【LeetCode】876. Middle of the Linked List 解题报告(Python)

【LeetCode】876. Middle of the Linked List 解题报告(Python)

标签(空格分隔): LeetCode

作者: 负雪明烛
id: fuxuemingzhu
个人博客: http://fuxuemingzhu.me/

题目地址:https://leetcode.com/problems/middle-of-the-linked-list/description/

题目描述:

Given a non-empty, singly linked list with head node head, return a middle node of linked list.

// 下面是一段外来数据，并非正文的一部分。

PR #6009, opened 2026-07-13
Release exp: cross-session subagent completion routing (#6002)

nesquena-hermes:
Ships #6002 (@soria-clawd-bot). Detached terminal/subagent completion events now carry their exact `origin_ui_session_id` (context-local, reset on exit), so a finished background task routes only to its origin browser session — closing the cross-session wakeup misroute. Owner-less events keep same-session delivery and are never broadcast. Codex SAFE (round 2 — impl unchanged from the safe round, tests re-aligned to genuinely assert the exact-owner contract, 100-round concurrent stress zero leaks), stream-gate GREEN all modes (the hide_all RED was the known load flake — isolated re-run clean), 18/18 regression tests pass together (the earlier stale-source-assertion break is resolved).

If there are two middle nodes, return the second middle node.

Example 1:

Input: [1,2,3,4,5]
Output: Node 3 from this list (Serialization: [3,4,5])
The returned node has value 3.  (The judge's serialization of this node is [3,4,5]).
Note that we returned a ListNode object ans, such that:
ans.val = 3, ans.next.val = 4, ans.next.next.val = 5, and ans.next.next.next = NULL.

Example 2:

Input: [1,2,3,4,5,6]
Output: Node 4 from this list (Serialization: [4,5,6])
Since the list has two middle nodes with values 3 and 4, we return the second one.

Note:

  • The number of nodes in the given list will be between 1 and 100.

题目大意

给出链表中的中间节点。如果链表长度为偶数,返回的应该是中间的第二个节点。

解题方法

这个题很简单,就是快慢指针两个移动即可。

需要注意的是,如果链表长度为偶数,返回的应该是中间的第二个节点。这个做的方法,是判断fast指针是指向了最末尾的None还是链表结尾的node。如果是链表结尾说明是偶数个点,如果是none说明是奇数个点。

代码如下:

# Definition for singly-linked list.
# class ListNode:
# def __init__(self, x):
# self.val = x
# self.next = None

class Solution:
    def middleNode(self, head):
        """ :type head: ListNode :rtype: ListNode """
        dummy = ListNode(0)
        dummy.next = head
        slow, fast = dummy, dummy
        while fast and fast.next:
            slow = slow.next
            fast = fast.next.next
        return slow.next if fast else slow

日期

2018 年 8 月 16 日 ———— 一个月不写题,竟然啥都不会了。。加油!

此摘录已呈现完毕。